TASK ITEM |
Work out how many lines in the data below contain the string "really", and reply with that figure alone.

THE INPUT |
......
PR #2648, opened 2026-06-18
Allow Days=0 in lifecycle rules (relax day-based actions to nonnegative)

delthas:
## What

Allow `Days = 0` in S3 lifecycle rules. Previously the day-based actions required a value `>= 1`; this accepts `0` (nonnegative) for:

- `Expiration` → `Days`
- `NoncurrentVersionExpiration` → `NoncurrentDays`
- `AbortIncompleteMultipartUpload` → `DaysAfterInitiation`

All three now go through the existing `_checkDays()` helper (already used by `Transition` / `NoncurrentVersionTransition`), which accepts `0..MAX_DAYS` and returns `must be nonnegative` / `must not exceed` errors. As a side effect this adds the `MAX_DAYS` (2³¹−1) upper bound that these three actions previously lacked, consistent with the transition actions.

## Why

`Days = 0` is meant as an explicit *"empty this bucket"* intent. Backbeat (BB-779) keys on it to skip building the v2 lifecycle index, which is expensive (~5–10× its size in transient disk during the merge-sort) and pointless when a bucket is being drained.

`Days = 1` can't serve this purpose because legitimate short-retention buckets (logs, etc.) use it. Since `Days = 0` was rejected everywhere until now, it is an unambiguous marker that cannot collide with any previously-valid configuration.

This intentionally diverges from AWS S3 (which requires `Days >= 1`) — that divergence is exactly what makes `0` a safe internal signal.

## Falsy-zero fixes

Accepting `0` exposed several spots that treated the day value as falsy and would have silently dropped a `Days = 0` rule. Fixed so the rule is preserved end to end:

- `_parseAction` copied action times with `if (action[t])` → now `!== undefined`
- `getConfigXml` serialized `Expiration` `Days` with `days ? …` → now `days !== undefined` (otherwise GetBucketLifecycle returned an `Expiration` with no action time)
- `_validateRules` skipped the type assertion when `days === 0`
- `LifecycleUtils.getApplicableRules` guards/comparisons dropped `0` before it could be selected as the earliest applicable action — this is the path that feeds expiration decisions

## Scope

- `NewerNoncurrentVersions` keeps its `>= 1` rule (it is a count, not a number of days).
- Consumers are handled separately: the cloudserver dependency bump + functional tests, and the backbeat skip-index heuristic (BB-779).

Issue: ARSN-597


lib/models/LifecycleConfiguration.ts
francoisferrand, line 1: do we also need to check in pensieve-api if some fix/cleanup is needed?

francoisferrand, line 1: to be confirmed by product team : can this be allowed everywhere, or do we need to make this opt-in so it can be selectively allowed?

lib/s3middleware/lifecycleHelpers/LifecycleUtils.ts
```diff
@@ -267,12 +267,14 @@ export default class LifecycleUtils {
                 const ncd = 'NoncurrentDays';
                 const nncv = 'NewerNoncurrentVersions';
 
-                if (ncvExpiration[ncd]) {
-                    if (!store[ncve]?.[ncd] || ncvExpiration[ncd] < store[ncve][ncd]) {
+                const ruleNcd = ncvExpiration[ncd];
+                if (typeof ruleNcd === 'number') {
+                    const storedNcd = store[ncve]?.[ncd];
+                    if (typeof storedNcd !== 'number' || ruleNcd < storedNcd) {
```
francoisferrand: should we not compare to `undefined` instead of comparing to number? (like "days" in LifecycleConfiguration). This would make consistent between validation and usage...

lib/models/LifecycleConfiguration.ts
```diff
@@ -1011,10 +1011,13 @@ export default class LifecycleConfiguration {
             return abortObj;
         }
         const daysInt = parseInt(subAbort.DaysAfterInitiation[0], 10);
-        if (daysInt < 1) {
-            abortObj.error = errorInstances.InvalidArgument.customizeDescription(
-                'DaysAfterInitiation is not a positive integer',
-            );
+        const error = this._checkDays({
```
francoisferrand, line 1039: should we add a log when days is 0 ?

- may help to identify case when customer (mistakenly) deleted everything with a malformed rule
- but maybe this would be lost in logs (lots of activity in cloudserver), maybe a metrics would help better?
- or even too complex to generate the log from here?
...or maybe this is overkill, and enough to just allow this "extended" setting?

lib/models/LifecycleConfiguration.ts
```diff
@@ -969,10 +963,10 @@ export default class LifecycleConfiguration {
                     'deleteMarker',
                     'transition',
                     'nonCurrentVersionTransition',
-                    'newerNoncurrentVersions'
+                    'newerNoncurrentVersions',
                 ];
                 actionTimes.forEach(t => {
-                    if (action[t]) {
+                    if (action[t] !== undefined) {
```
DarkIsDude: Why this one ?

lib/models/LifecycleConfiguration.ts
DarkIsDude: I think a log is a good idea. No cost and can save us many times

lib/models/LifecycleConfiguration.ts
```diff
@@ -1131,13 +1137,15 @@ export default class LifecycleConfiguration {
         };
 
         const daysInt = parseInt(subNVExp.NoncurrentDays[0], 10);
-        if (daysInt < 1) {
-            const msg = 'NoncurrentDays is not a positive integer';
-            const error = errorInstances.InvalidArgument.customizeDescription(msg);
+        const error = this._checkDays({
+            days: daysInt,
+            field: 'NoncurrentDays',
+            ancestor: 'NoncurrentVersionExpiration',
```
DarkIsDude, line 1163: I don't remember exactly the design but should we allow everything to be 0 days ? My point is : if we want to empty a bucket, maybe we should only allow to expire "current version" and first clean everything else after one day ? It's a matter of safety but allowing 0 everywhere give more flexibility to our customer.

lib/models/LifecycleConfiguration.ts
DarkIsDude: Go it, it's to allow 0. But are we sure we want to check only undefined ? Not null ?

lib/models/LifecycleConfiguration.ts
delthas: I'd say more flexibility, and safety can be done with a UI warning etc. Currently users can mess up their install badly if they do weird stuff with the API anyway.

lib/s3middleware/lifecycleHelpers/LifecycleUtils.ts
delthas: Good consistency point, but the asymmetry is type-driven. `Expiration.Days` is an optional key (`Days?: number`), so it's `undefined` when unset and `=== undefined` is the right check. `NoncurrentVersionExpiration.NoncurrentDays` is typed `number | null`: the rule builder (`addNCVExpiration` in `LifecycleRule`) always sets the key and uses `null` to mean "unset", so `=== undefined` would never match — and would misread a freshly-built `null` as a real value.

I've refactored these guards to `!= null` / `== null` (a64961e3): keeps `0` valid, treats a `null` stored value as "not yet set", and reads cleaner than the `typeof` checks.

lib/models/LifecycleConfiguration.ts
delthas: Done in 4f0ac7f6. The constructor now takes a werelogs logger and `_checkDays` emits `log.info('lifecycle rule configured with a 0-day action time', { field, ancestor })` whenever a day-based action resolves to `0`. Centralizing in `_checkDays` covers Expiration / NoncurrentVersionExpiration / AbortIncompleteMultipartUpload / Transition from a single place.

CloudServer will pass its request logger, so the line is correlated to the request (wired in the CLDSRV-928 PR).

lib/models/LifecycleConfiguration.ts
delthas: Right — it's to allow `0` (the previous `if (action[t])` dropped a legitimate `days: 0`).

On null: the sub-parsers (`_parseExpiration`, `_parseNoncurrentVersionExpiration`, ...) only ever return `number | undefined`, never `null`, so `!== undefined` was sufficient. But I've switched it to `!= null` (a64961e3) so it covers both and matches the `LifecycleUtils` guards — no separate null handling needed.

lib/models/LifecycleConfiguration.ts
delthas: Ack, tracked in [PSVAPI-128](https://scality.atlassian.net/browse/PSVAPI-128)

lib/models/LifecycleConfiguration.ts
delthas: Product said OK for merge as is, no need for separate warning / feature-flag.

lib/models/LifecycleConfiguration.ts
delthas: Product said OK for merge as is, no need for separate warning / feature-flag.

lib/models/LifecycleConfiguration.ts
```diff
@@ -1005,22 +999,22 @@ export default class LifecycleConfiguration {
         }
         if (filter && filter.Tag) {
             abortObj.error = errorInstances.InvalidRequest.customizeDescription(
-                'Tag-based filter cannot be used with ' +
-                'AbortIncompleteMultipartUpload action',
+                'Tag-based filter cannot be used with ' + 'AbortIncompleteMultipartUpload action',
```
francoisferrand:
```suggestion
'Tag-based filter cannot be used with AbortIncompleteMultipartUpload action',
```

(a few like this below)

lib/models/LifecycleConfiguration.ts
```diff
@@ -593,6 +598,12 @@ export default class LifecycleConfiguration {
                 `'${field}' in ${ancestor} action must not exceed ${MAX_DAYS}`,
             );
         }
+        if (days === 0) {
+            this._log.info('lifecycle rule configured with a 0-day action time', {
```
francoisferrand: nit: should it be a warning?
(not sure really: it is not standard and dangerous.... but at the same time it is now valid and supported...)

lib/models/LifecycleConfiguration.ts
```diff
@@ -1011,10 +1011,13 @@ export default class LifecycleConfiguration {
             return abortObj;
         }
         const daysInt = parseInt(subAbort.DaysAfterInitiation[0], 10);
```
francoisferrand, line 1038: this will fail with an empty string, right?
(e.g. one significant risk that 0 may introduce is the case where serialization/convertion/... ends up turning some default/unset field into a 0 : and a user which did not configure anything would get his data wiped)

seems to me we should be fine (we check the `subAbort.DaysAfterInitiation` is not empty, and then I expect parseInt() to throw on empty string?), but worth double checking...

lib/models/LifecycleConfiguration.ts
```diff
@@ -1064,10 +1067,13 @@ export default class LifecycleConfiguration {
...
             const daysInt = parseInt(subExp.Days[0], 10);
-            if (daysInt < 1) {
-                expObj.error = errorInstances.InvalidArgument.customizeDescription(
-                    'Expiration days is not a positive integer',
-                );
+            const error = this._checkDays({
+                days: daysInt,
+                field: 'Days',
+                ancestor: 'Expiration',
+            });
```
francoisferrand: nit: fits on one line...

```suggestion
            const error = this._checkDays({ days: daysInt, field: 'Days', ancestor: 'Expiration' });
```

lib/s3middleware/lifecycleHelpers/LifecycleUtils.ts
```diff
@@ -267,12 +267,14 @@ export default class LifecycleUtils {
...
-                    if (!store[ncve]?.[ncd] || ncvExpiration[ncd] < store[ncve][ncd]) {
+                const ruleNcd = ncvExpiration[ncd];
+                if (ruleNcd != null) {
+                    const storedNcd = store[ncve]?.[ncd];
+                    if (storedNcd == null || ruleNcd < storedNcd) {
                         store[ncve] = {
                             ...store[ncve],
                             ID: rule.ID,
-                            [ncd]: ncvExpiration[ncd],
+                            [ncd]: ruleNcd,
```
francoisferrand: nit: IMHO the extra variables does not actually help readability here, I would rather have kept the diff short as well as the symmetry with other cases...

(same for storedDai below)

tests/unit/models/LifecycleConfiguration.spec.js
```diff
@@ -85,7 +85,13 @@ const invalidActions = [
         tag: 'AbortIncompleteMultipartUpload',
         label: 'invalid-days',
         error: 'InvalidArgument',
-        errMessage: 'DaysAfterInitiation is not a positive integer',
+        errMessage: "'DaysAfterInitiation' in AbortIncompleteMultipartUpload " + 'action must be nonnegative',
```
francoisferrand: to be confirmed, but I think the error message match what AWS generates: so we should not change them....

tests/unit/models/LifecycleConfiguration.spec.js
```diff
@@ -546,6 +567,97 @@ describe('LifecycleConfiguration class getLifecycleConfiguration', () => {
             done();
         });
     });
+
```
francoisferrand, line 573: should we add a check to verify that "empty" expiration (`<Expiration></Expiration>`) or days (`<Expiration><Days></Days></Expiration>`) do not generate an rule with actions.days 0 ?

or is it covered already by existing tests? (or maybe we still want to test it explicitly, for documentation & be reassured?)

tests/unit/models/LifecycleConfiguration.spec.js
delthas: Good prompt to double-check — I reproduced the actual AWS errors (`aws s3api put-bucket-lifecycle-configuration` with negative and zero day values). How the three day-validator messages compare:

| Field | Pre-PR arsenal | This PR (`_checkDays`) | AWS (reproduced) |
|---|---|---|---|
| Expiration `Days` | `Expiration days is not a positive integer` | `'Days' in Expiration action must be nonnegative` | `'Days' for Expiration action must be a positive integer` |
| `NoncurrentDays` | `NoncurrentDays is not a positive integer` | `'NoncurrentDays' in NoncurrentVersionExpiration action must be nonnegative` | `'NoncurrentDays' for NoncurrentVersionExpiration action must be a positive integer` |
| `DaysAfterInitiation` | `DaysAfterInitiation is not a positive integer` | `'DaysAfterInitiation' in AbortIncompleteMultipartUpload action must be nonnegative` | `'DaysAfterInitiation' for AbortIncompleteMultipartUpload action must be a positive integer` |

Two things stand out:

- **Neither the pre-PR nor this PR's message actually matches AWS.** AWS uses `'<Field>' for <Action> action must be a positive integer`; the pre-PR strings were `<Field> is not a positive integer` (no quotes, no "for … action"). So this PR didn't regress *away* from an AWS-matching string — the pre-PR wording differed from AWS too.
- **AWS rejects both `0` and negative** with the same "must be a positive integer" (verified). Since this PR now *accepts* `Days=0`, our error only fires for negatives — which is why I used "nonnegative" rather than "positive integer" (saying "must be a positive integer" while we accept `0` would contradict itself).

Options if we want to get closer to AWS:

1. **AWS phrasing + accurate bound:** `'<Field>' for <Action> action must be nonnegative` — adopts AWS's `for <Action> action` structure but keeps "nonnegative" (correct, since `0` is valid here).
2. **Exact AWS string:** `'<Field>' for <Action> action must be a positive integer` — byte-identical to AWS for the negative case; downside: it says "positive integer" although we accept `0`.
3. Keep as-is.

WDYT?

lib/models/LifecycleConfiguration.ts
delthas: Good catch — and it does *not* throw: `parseInt('', 10)` returns `NaN`, and `_checkDays` let `NaN` slip through (all of `<0`, `>MAX`, `===0` are false), so an empty `<Days/>` produced a `days: NaN` rule with **no** error. Fixed in b9f803c3 with a `Number.isNaN` guard at the top of `_checkDays` (returns `MalformedXML`), which covers all three day fields centrally. Explicit tests added (see the empty-case thread).

lib/models/LifecycleConfiguration.ts
delthas: Done in b9f803c3.

lib/models/LifecycleConfiguration.ts
delthas: Collapsed this and the other split error-message literals to single strings in b9f803c3.

lib/models/LifecycleConfiguration.ts
delthas: Agreed — switched to `log.warn` in b9f803c3. It's valid/supported, but "0 days = empty the bucket" is dangerous enough to warrant a warning in the audit trail.

lib/s3middleware/lifecycleHelpers/LifecycleUtils.ts
delthas: Inlined both in b9f803c3 — dropped the `storedNcd`/`storedDai` locals so it mirrors the Expiration case's style. (tsc still narrows the `const`-key element access fine.)

tests/unit/models/LifecycleConfiguration.spec.js
delthas: Not covered before — added explicit tests in b9f803c3 that empty `<Days>` / `<NoncurrentDays>` / `<DaysAfterInitiation>` now error with `'<field>' in <action> action must be an integer` instead of silently producing a `days: NaN` rule. (This is the test side of the empty-string/NaN fix above.)

tests/unit/models/LifecycleConfiguration.spec.js
francoisferrand: > "must be a positive integer" while we accept 0 would contradict itself

not really, we can play on "strictly" positive ambiguity ;-)

> Options if we want to get closer to AWS: [...] WDYT?

since we don't already match, not sure the argument really matters... maybe product team has more precise requirement there.

lib/models/LifecycleConfiguration.ts
```diff
@@ -587,13 +589,25 @@ export default class LifecycleConfiguration {
...
             const msg = `'${field}' in ${ancestor} action must be nonnegative`;
             return errorInstances.InvalidArgument.customizeDescription(msg);
         }
         if (days > MAX_DAYS) {
             return errorInstances.MalformedXML.customizeDescription(
-                `'${field}' in ${ancestor} action must not exceed ${MAX_DAYS}`);
+                `'${field}' in ${ancestor} action must not exceed ${MAX_DAYS}`,
+            );
+        }
+        if (days === 0) {
```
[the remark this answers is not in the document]
delthas: Good catch, thanks. Fixed in 397b89e2 — I scoped it a touch narrower than the suggestion: the warn now fires only for the object-deleting expirations (`Expiration` + `NoncurrentVersionExpiration`), i.e. the genuinely destructive "empty the bucket" 0-day case. `Transition`/`NoncurrentVersionTransition` (which already accepted `Days=0` = "transition immediately" before this PR) and `AbortIncompleteMultipartUpload` (aborts in-progress uploads, not stored objects) no longer warn. Added tests: NCV `NoncurrentDays=0` warns; AbortMPU `DaysAfterInitiation=0` parses cleanly without warning.

tests/unit/models/LifecycleConfiguration.spec.js
delthas: OK, asked Florent

delthas: Suggest we keep this as a "nit" thread and approve if all else is OK and I'll address when Florent replies

francoisferrand (approved):
LGTM, pending Florent inptu on error messages

DarkIsDude (approved):

benzekrimaha (approved):

tests/unit/models/LifecycleConfiguration.spec.js
delthas: Florent said let's match AWS exactly. Changing to mimick AWS exactly.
......
WORKED SOLUTION |
3